Après avoir été présenté comme film de clôture des Rendez-vous du cinéma québécois, voici que le long métrage Chorus, de François Delisle prend l’affiche dès le 6 mars prochain. Mettant en vedette Sébastien Ricard, Fanny Mallette, Geneviève Bujold, Pierre Curzi et le groupe rock montréalais Suuns, ce film en noir et blanc aborde entre autres les thèmes du deuil d’un enfant et des séquelles que cela entraine pour un couple.
Hugo avait huit ans lorsqu’il a disparu. Après des recherches infructueuses, le couple de parents formé par Christophe et Irène s’est brisé sous le poids de l’attente insoutenable. L’un s’est exilé au Mexique. L’autre a repris sa carrière d’alto au sein d’un chœur de musique ancienne. Vivant des solitudes parallèles et habités par la disparition d’Hugo, un jour, on leur annonce que des restes humains ont été retrouvés. Tout porte à croire qu’il s’agit de leur fils, Hugo. Face à la mort de leur enfant, chacun chemine différemment pendant leurs retrouvailles forcées à Montréal. Autour de la perte coupable se révéleront non sans difficulté, la confiance en la vie, l’acceptation de la mort et même la possibilité d’une réconciliation. Chorus est une histoire d’amour qui émerge d’un deuil et qui se termine par une étreinte entre deux survivants, comme pour cicatriser une blessure fondamentale.
La première scène du film capte immédiatement l’attention du spectateur, alors qu’un prisonnier (joué avec sobriété et brio par Luc Seney) se confesse d’un enlèvement et d’un meurtre, survenu 10 ans plus tôt. La tension est palpable et nous sommes pendus aux lèvres de ce pédophile, alors qu’on s’attend au pire. Sans musique, en noir et blanc, avec l’image presque toujours figée sur ce criminel, le spectateur est instantanément embarqué dans l’histoire.
Par la suite, on part à la rencontre des parents de ce jeune garçon disparu, alors que tous deux, à leur manière, tentent de survivre à la disparition de leur fils, sans jamais en avoir fait le deuil.
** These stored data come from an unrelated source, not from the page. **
PR #1293, opened 2020-10-28
Validator recurring enrollments

### LINKED ISSUE #1254: Validator does not re-enroll after cycle expires
Currently, the `validator_cycle` is set to 20. The validator does not re-enroll after 20 blocks so more blocks cannot be created.

```
Fatal [agora.consensus.protocol.Nominator] - tryNominate(): Invalid consensus data: Enrollment: Insufficient number of active validators.
```

Triggered by `Ledger.d` :
```D
if (block.header.enrollments.length + active_enrollments < Enrollment.MinValidatorCount)
```

There should also be an option in which the validator does not want to re-enroll.

omerfirmak:
Validators used to not re-enroll at the end of their validator
cycle. Now they re-enroll with the existing UTXO one block before
their enrollment expire.

Some tests rely on the old behaviour. So a field for configuring the
re-enrollment is also added. Recurring enrollments are disabled by default.
We may enable it for tests that don't rely on the old behaviour.

hopefully fixes #1254

### DIFF
--- a/source/agora/common/Config.d
+++ b/source/agora/common/Config.d
@@ -183,6 +183,9 @@ public struct ValidatorConfig
 
     // Registry address
     public string registry_address;
+
+    // If the enrollments will be renewed or not at the end of the cycle
+    public bool recurring_enrollment = true;
 }
 
 /// Admin API config
@@ -443,12 +446,14 @@ private ValidatorConfig parseValidatorConfig (Node* node, const ref CommandLine 
         return ValidatorConfig(false);
 
     auto registry_address = get!(string, "validator", "registry_address")(cmdln, node);
+    const recurring_enrollment = get!(bool, "validator", "recurring_enrollment")(cmdln, node);
     ValidatorConfig result = {
         enabled: true,
         key_pair:
             KeyPair.fromSeed(Seed.fromString(get!(string, "validator", "seed")(cmdln, node))),
         registry_address: registry_address,
         addresses_to_register : assumeUnique(parseSequence("addresses_to_register", cmdln, *node, true)),
+        recurring_enrollment : recurring_enrollment
     };
     return result;
 }
@@ -465,12 +470,14 @@ validator:
   enabled: true
   seed: SCT4KKJNYLTQO4TVDPVJQZEONTVVW66YLRWAINWI3FZDY7U4JS4JJEI4
   registry_address: http://127.0.0.1:3003
+  recurring_enrollment : false
 `;
         auto node = Loader.fromString(conf_example).load();
         auto config = parseValidatorConfig("validator" in node, cmdln);
         assert(config.enabled);
         assert(config.key_pair == KeyPair.fromSeed(
             Seed.fromString("SCT4KKJNYLTQO4TVDPVJQZEONTVVW66YLRWAINWI3FZDY7U4JS4JJEI4")));
+        assert(!config.recurring_enrollment);
     }
     {
     immutable conf_example = `
--- a/source/agora/consensus/EnrollmentManager.d
+++ b/source/agora/consensus/EnrollmentManager.d
@@ -637,7 +637,13 @@ public class EnrollmentManager
     }
 
     /// Returns: true if this validator is currently enrolled
-    public bool isEnrolled (UTXOFinder finder) nothrow @safe
+    public bool isEnrolled (scope UTXOFinder finder) nothrow @safe
+    {
+        return this.getEnrolledUTXO(finder) != Hash.init;
+    }
+
+    /// Returns: The UTXO hash that this Validator is enrolled with or Hash.init if not enrolled
+    public Hash getEnrolledUTXO (scope UTXOFinder finder) nothrow @safe
     {
         Hash[] utxo_keys;
         assert(this.validator_set.getEnrolledUTXOs(utxo_keys));
@@ -650,10 +656,10 @@ public class EnrollmentManager
                 assert(0, "UTXO for validator not found!");  // should never happen
 
             if (value.output.address == key)
-                return true;
+                return utxo_key;
         }
 
-        return false;
+        return Hash.init;
     }
 
     /***************************************************************************
--- a/source/agora/node/Validator.d
+++ b/source/agora/node/Validator.d
@@ -14,6 +14,7 @@
 module agora.node.Validator;
 
 import agora.api.Validator;
+import agora.common.Amount;
 import agora.common.Config;
 import agora.common.Hash;
 import agora.common.crypto.Key;
@@ -363,6 +364,10 @@ public class Validator : FullNode, API
         // regenerate the quorums
         if (validators_changed || need_shuffle)
             this.regenerateQuorums(block.header.height);
+
+        // Re-enroll if our enrollment is about to expire
+        if (this.config.validator.recurring_enrollment)
+            this.checkAndEnroll(block.header.height);
     }
 
     /***************************************************************************
@@ -422,5 +427,51 @@ public class Validator : FullNode, API
         this.nominator.storeLatestState();
         if (this.config.admin.enabled)
             this.admin_interface.stop();
+    }
+
+    /***************************************************************************
+
+        Check if the current enrollment is about to expire or validator is not
+        enrolled. Enroll when necessary.
+
+        Params:
+            block_height = Current block height
+
+    ***************************************************************************/
+
+    private void checkAndEnroll (Height block_height) @safe
+    {
+        Hash enroll_key = this.enroll_man.getEnrolledUTXO(this.utxo_set.getUTXOFinder());
+
+        if (enroll_key == Hash.init && (enroll_key = this.getFrozenUTXO()) == Hash.init)
+            return; // Not enrolled and no frozen UTXO
+
+        const enrolled = this.enroll_man.getEnrolledHeight(enroll_key);
+
+        // This validators enrollment will expire next cycle or not enrolled at all
+        if (enrolled == ulong.max || block_height + 1 >= enrolled + this.params.ValidatorCycle)
+            this.network.sendEnrollment(this.enroll_man.createEnrollment(enroll_key));
+    }
+
+    /***************************************************************************
+
+        Get a frozen UTXO owned by the Validator
+
+        Return:
+            Returns hash of a UTXO eligible for staking
+
+    ***************************************************************************/
+
+    private Hash getFrozenUTXO () @safe
+    {
+        const pub_key = this.getPublicKey();
+        foreach (key, utxo; this.utxo_set.getUTXOs(pub_key))
+        {
+            if (utxo.type == TxType.Freeze &&
+                utxo.output.value.integral() >= Amount.MinFreezeAmount.integral())
+                return key;
+        }
+
+        return Hash.init;
     }
 }
--- a/source/agora/node/Validator.d
+++ b/source/agora/node/Validator.d
@@ -233,6 +233,8 @@ public class Validator : FullNode, API
 
         if (this.enroll_man.isEnrolled(this.utxo_set.getUTXOFinder()))
             this.nominator.startNominatingTimer();
+        else if (this.config.validator.recurring_enrollment)
+            this.checkAndEnroll(this.ledger.getBlockHeight());
     }
 
     /***************************************************************************
--- a/source/agora/node/Validator.d
+++ b/source/agora/node/Validator.d
@@ -452,7 +452,11 @@ public class Validator : FullNode, API
 
         // This validators enrollment will expire next cycle or not enrolled at all
         if (enrolled == ulong.max || block_height + 1 >= enrolled + this.params.ValidatorCycle)
+        {
+            log.trace("Sending Enrollment at height {} for {} cycles with {}", block_height,
+                                            this.params.ValidatorCycle , enroll_key);
             this.network.sendEnrollment(this.enroll_man.createEnrollment(enroll_key));
+        }
     }
 
     /***************************************************************************
--- a/source/agora/test/Base.d
+++ b/source/agora/test/Base.d
@@ -1687,6 +1687,9 @@ public struct TestConf
 
     /// How often blocks should be created - in seconds
     uint block_interval_sec = 1;
+
+    /// If the enrollments will be renewed or not at the end of the cycle
+    bool recurring_enrollment = true;
 }
 
 /*******************************************************************************
@@ -1775,7 +1778,7 @@ public APIManager makeTestNetwork (APIManager : TestAPIManager = TestAPIManager)
         {
             banman : ban_conf,
             node : makeNodeConfig(self_address),
-            validator : ValidatorConfig(true, key_pair, [self_address]),
+            validator : ValidatorConfig(true, key_pair, [self_address], "", test_conf.recurring_enrollment),
             network : makeNetworkConfig(idx, addresses),
         };
 
--- a/source/agora/test/ValidatorRecurringEnrollment.d
+++ b/source/agora/test/ValidatorRecurringEnrollment.d
@@ -1,0 +1,65 @@
+/*******************************************************************************
+
+    Ensures validators re-enroll at the end of their validator cycle
+    when configured to do so
+
+    Copyright:
+        Copyright (c) 2020 BOS Platform Foundation Korea
+        All rights reserved.
+
+    License:
+        MIT License. See LICENSE for details.
+
+*******************************************************************************/
+
+module agora.test.ValidatorRecurringEnrollment;
+
+import agora.test.Base;
+import agora.consensus.data.Transaction;
+
+unittest
+{
+    TestConf conf = {
+        quorum_threshold : 100
+    };
+    auto network = makeTestNetwork(conf);
+    network.start();
+    scope(exit) network.shutdown();
+    scope(failure) network.printLogs();
+    network.waitForDiscovery();
+
+    auto nodes = network.clients;
+    auto node_1 = nodes[0];
+
+    // Get the genesis block, make sure it's the only block externalized
+    auto blocks = node_1.getBlocksFrom(0, 2);
+    assert(blocks.length == 1);
+
+    Transaction[] txs;
+
+    void createAndExpectNewBlock (Height new_block_height)
+    {
+        // create enough tx's for a single block
+        txs = blocks[new_block_height - 1].spendable().map!(txb => txb.sign()).array();
+
+        // send it to one node
+        txs.each!(tx => node_1.putTransaction(tx));
+
+        network.expectBlock(new_block_height, blocks[0].header);
+
+        // add next block
+        blocks ~= node_1.getBlocksFrom(new_block_height, 1);
+    }
+
+    // create GenesisValidatorCycle - 1 blocks
+    foreach (block_idx; 1 .. GenesisValidatorCycle)
+    {
+        createAndExpectNewBlock(Height(block_idx));
+    }
+
+    // Create one last block
+    // if Validators don't re-enroll, this would fail
+    createAndExpectNewBlock(Height(GenesisValidatorCycle));
+    // Check if all validators in genesis are enrolled again
+    assert(blocks[blocks.length - 1].header.enrollments.length == blocks[0].header.enrollments.length);
+}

L’une a trouvé refuge dans le chant choral tandis que l’autre s’est exilé au Mexique et se laisse emporter par les vagues de la mer et le sexe sans lendemain. Tous deux ont cependant continué de faire vivre leur fils dans leur cœur, dans leur tête. Ils l’ont fait grandir, lui ont gardé cette place en eux, car incapable de le laisser aller. Il y a des scènes magnifiques dans ce film. Les répétitions du chant dans une église. C’est poétique et apaisant. Également, voir le père (Sébastien Ricard) se laisser fouetter par les vagues en se roulant nu dans la mer du Mexique, c’est à la fois fascinant et douloureux à regarder. On sent toute la douleur qui se cache en lui.
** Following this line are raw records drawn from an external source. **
PR #1299, opened 2020-10-30
Call GC in-between tests

omerfirmak:
I have checked to see that only maximum of 100 fibers are ever in the system at the same time.
But GC is not always triggered in-between tests which results in GC memory keep accumulating.

This fixes the OOM crash I get in my system with 8G of physical memory.

### DIFF
--- a/source/agora/test/Base.d
+++ b/source/agora/test/Base.d
@@ -265,6 +265,8 @@ private UnitTestResult customModuleUnitTester ()
 
         while (parallel_tests.length)
         {
+            import core.memory;
+
             auto test = parallel_tests.front;
             parallel_tests.popFront();
 
@@ -272,6 +274,7 @@ private UnitTestResult customModuleUnitTester ()
             available_cores.wait();
 
             (new WorkThread(test)).start();
+            core.memory.GC.collect();
         }
     }
 


AndrejMitrovic:
I'm a little worried about the stop-the-world GC behavior. If the threads are paused then some of the tests might time out if the collection cycle is too long.

omerfirmak:
> I'm a little worried about the stop-the-world GC behavior. If the threads are paused then some of the tests might time out if the collection cycle is too long.

Calling GC once for each test could help with that as well. More we delay it, higher the risk of a long collection cycle, right?

AndrejMitrovic:
> Calling GC once for each test could help with that as well. More we delay it, higher the risk of a long collection cycle, right?

You're right. Anyway we can always increase the timeouts. And if the collection takes too long, it means we are allocating too much anyway.

ferencdg:
I am confused by this, because I think the runtime should call GC.collect before throwing OOM. I made some comment on slack about this, let me repeat it here:

"
I remember under Debian I had to increase the maximum GC memory for dlang through a command line argument, and then the tests ran normally. Under Ubuntu I never had this problem. 

It is more like a workaround until someone profiles the

btw I had 32GB memory and still got OOM without the command line parameter
"

ferencdg:
I java we have something called weak reference, so an object can become 'strongly unreachable' but that weak reference can be converted back to 'strong reference' and then it becomes 'strongly reachable' and cannot be GC'd anymore, I don't think D has weak references

ferencdg:
maybe you manually calling the GC caused somehow to reduce the number of parallel tests, and it is just by coincidence that you no longer get OOM

Geod24:
D's GC is derived from the [Boehm GC](https://en.wikipedia.org/wiki/Boehm_garbage_collector), which was developed for languages without support for GC (C/C++).
It has evolved quite a bit since its inception, but it's still far from fully utilizing the full type information it could.
Note that we could disable [this hack](https://github.com/bpfkorea/agora/blob/9097aa132ec62022635ef06355fb7174d27e9f41/source/agora/node/main.d#L35-L40) and try to run it concurrently.

omerfirmak:
> I am confused by this, because I think the runtime should call GC.collect before throwing OOM. I made some comment on slack about this, let me repeat it here:
> 
> "
> I remember under Debian I had to increase the maximum GC memory for dlang through a command line argument, and then the tests ran normally. Under Ubuntu I never had this problem.
> 
> It is more like a workaround until someone profiles the
> 
> btw I had 32GB memory and still got OOM without the command line parameter
> "

From the top of my head, in POSIX fibers allocate stack space with mmap. It may not be triggering GC.

ferencdg:
> > I am confused by this, because I think the runtime should call GC.collect before throwing OOM. I made some comment on slack about this, let me repeat it here:
> > "
> > I remember under Debian I had to increase the maximum GC memory for dlang through a command line argument, and then the tests ran normally. Under Ubuntu I never had this problem.
> > It is more like a workaround until someone profiles the
> > btw I had 32GB memory and still got OOM without the command line parameter
> > "
> 
> From the top of my head, in POSIX fibers allocate stack space with mmap. It may be not triggering GC.

what was the actual error message you got? core.exception.OutOfMemoryError thrown by new? Or you get a OOM when you called mmap?

omerfirmak:
Apparently, [this](https://github.com/ldc-developers/druntime/blob/4e4e61c8b993cedc612c2b184442aa908679a11e/src/core/thread/fiber.d#L1283) is where the druntime aborts. The root cause is too many Fibers being terminated but not deconstructed (ie garbage collected). Each fiber uses mmap to allocate a stack and creates a mapping, which is limited per process. These mappings are only destroyed when Fiber is deconstructed.

omerfirmak:
> Apparently, [this](https://github.com/ldc-developers/druntime/blob/4e4e61c8b993cedc612c2b184442aa908679a11e/src/core/thread/fiber.d#L1283) is where the druntime aborts. The root cause is too many Fibers being terminated but not deconstructed (ie garbage collected). Each fiber uses mmap to allocate a stack and creates a mapping, which is limited per process. These mappings are only destroyed when Fiber is deconstructed.

As expected, setting `vm.max_map_count` parameter in Linux to a higher value also fixes the issue.  `vm.max_map_count`  defaults to 65530 on my machine.

omerfirmak:
This wont be needed when https://github.com/Geod24/localrest/pull/103 is merged.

Lorsque ces deux êtres déchirés se retrouvent pour l’identification du corps de leur enfant, ainsi que les funérailles, ceux-ci sont confrontés à la réalité de la mort, mais aussi aux souffrances de leur fils avant sa mort et ils doivent cette fois-ci faire vraiment le deuil de leur fiston. Ce processus ne se fera pas sans heurt. Encore une fois, François Delisle met en scène des moments très forts émotionnellement. Lorsque les parents écoutent les confidences du prisonnier auteur du crime atroce sur leur enfant, Sébastien Ricard est une boule de douleur et ça se voit à l’écran.
Également, lorsque Fanny Mallette se laisse finalement aller à pleurer son fils, dans les bras de sa mère, magnifiquement incarnée par Geneviève Bujold, on ne peut retenir nos propres larmes.
Des performances d’acteurs magistrales ! Autant Fanny Mallette est accablée de culpabilité et se sent incapable de surmonter ce deuil elle-même, autant Sébastien Ricard semble montrer une maitrise de lui-même, comme un arbre inébranlable. Malgré cela, on ressent leur douleur à tout moment. Il y aussi Pierre Curzi que l’on voit peu dans le film, qui livre une performance très habile, où on le découvre dans un rôle empreint de douceur, d’amour et de tendresse pour son fils.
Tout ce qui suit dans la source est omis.